Collected data
-----

PR #1849, opened 2025-05-09
Multi select masks

### LINKED ISSUE #1846: Allow multi-select in mask manager
- [ ] Users should be able to select some subset of masks (currently restricted to one selection)
- [ ] Shortcut to select all masks under a current group (relies on #1815)
- [ ] Action performed on any selected mask (export, change presentation, etc) should be applied to all currently selected masks
- [ ] Add keyboard shortcuts (ctrl+a to select all, etc)

bnmajor:
This PR:
- Rearranges the buttons to try to provide a more intuitive layout
- Add support for multi-select in the tree view (CTRL + left-click to select individual items, SHIFT + left-click at start and SHIFT + left-click at end to select all items in between)
- Can use CTRL + a to select all
- Allows changing the presentation of multiple masks at once
    - If more than one row is selected the combobox on the right will be enabled
    - If one or more of the selected masks are `powder`, `laue`, or `threshold` the options will be limited to `None` or `Visible`. Otherwise the `Boundary only` and `Visible + Boundary` will also be options.
    - The changes are applied to all selected masks immediately
- Adds a button to export selected masks
    - This is functionally the same as selecting multiple rows and using the context menu to export, just provides the option of a button if that is preferred over right-click
    - The button is only enabled when more than one row is selected
- Adds the option to remove multiple masks at a time

image

- [x] Relies on #1815, #1848

Fixes #1846

### DIFF
--- a/hexrdgui/masking/mask_manager_dialog.py
+++ b/hexrdgui/masking/mask_manager_dialog.py
@@ -53,7 +53,7 @@ class MaskManagerDialog(QObject):
         self.ui.masks_tree.itemChanged.connect(self.update_mask_name)
         self.ui.masks_tree.customContextMenuRequested.connect(
             self.context_menu_event)
-        self.ui.export_masks.clicked.connect(MaskManager().write_all_masks)
+        self.ui.export_masks.clicked.connect(MaskManager().write_masks)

-----

How many lines of the data contain the word "right"? Answer with the number alone.

2